* **TASK TO CARRY OUT**: Your answer should be a single number: the count of lines in the listing that contain "StatelessDocumentCapture".

* **PROVIDED DATA**:
PR #129, opened 2017-03-13
Remove stateless components

hjheath:
This fixes bug CX-710.

I fixed this by isolating the commit that caused the bug. I do not have a full understanding of why stateless components caused the camera to break. Let me know if you think we should investigate further.

### DIFF
--- a/src/components/Capture/index.js
+++ b/src/components/Capture/index.js
@@ -14,19 +14,24 @@ import { functionalSwitch, impurify } from '../utils'
 import { canvasToBase64Images } from '../utils/canvas.js'
 import { fileToBase64, isOfFileType, fileToLossyBase64Image } from '../utils/file.js'
 
-export const DocumentCapture = options =>
+const StatelessDocumentCapture = options =>
   <Capture method='document' autoCapture={true} {...options} />
 
-DocumentCapture.defaultProps = {
+StatelessDocumentCapture.defaultProps = {
   useWebcam: false
 }
 
-export const FaceCapture = options =>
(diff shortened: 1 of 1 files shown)


rfreitas:
Travis automatic deployment: https://129-pr-onfido-sdk-ui-onfido.surge.sh

rfreitas:
I was never able to completely determine the cause, but at the time I concluded that it was probably a bug on preact. But I don't remember if I actually tested replacing preact with react to be sure.

We should probably open a tech debt issue to look into it at some point.

src/components/Capture/index.js
```diff
@@ -14,15 +14,21 @@ import { functionalSwitch, impurify } from '../utils'
 import { canvasToBase64Images } from '../utils/canvas.js'
 import { fileToBase64, isOfFileType, fileToLossyBase64Image } from '../utils/file.js'
 
-export const DocumentCapture = options =>
```
rfreitas: there is an utility called `impurify(statelessComponent)` that will wrap the stateless component into a stateful one. Btw, we should mark this code as a #HACK or #FIXUP, so that we keep track of this workaround.

rfreitas:
Travis automatic deployment: https://129-pr-onfido-sdk-ui-onfido.surge.sh

rfreitas:
Travis automatic deployment: https://129-pr-onfido-sdk-ui-onfido.surge.sh

rfreitas:
Travis automatic deployment: https://129-pr-onfido-sdk-ui-onfido.surge.sh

* **YOUR SOLUTION**: 2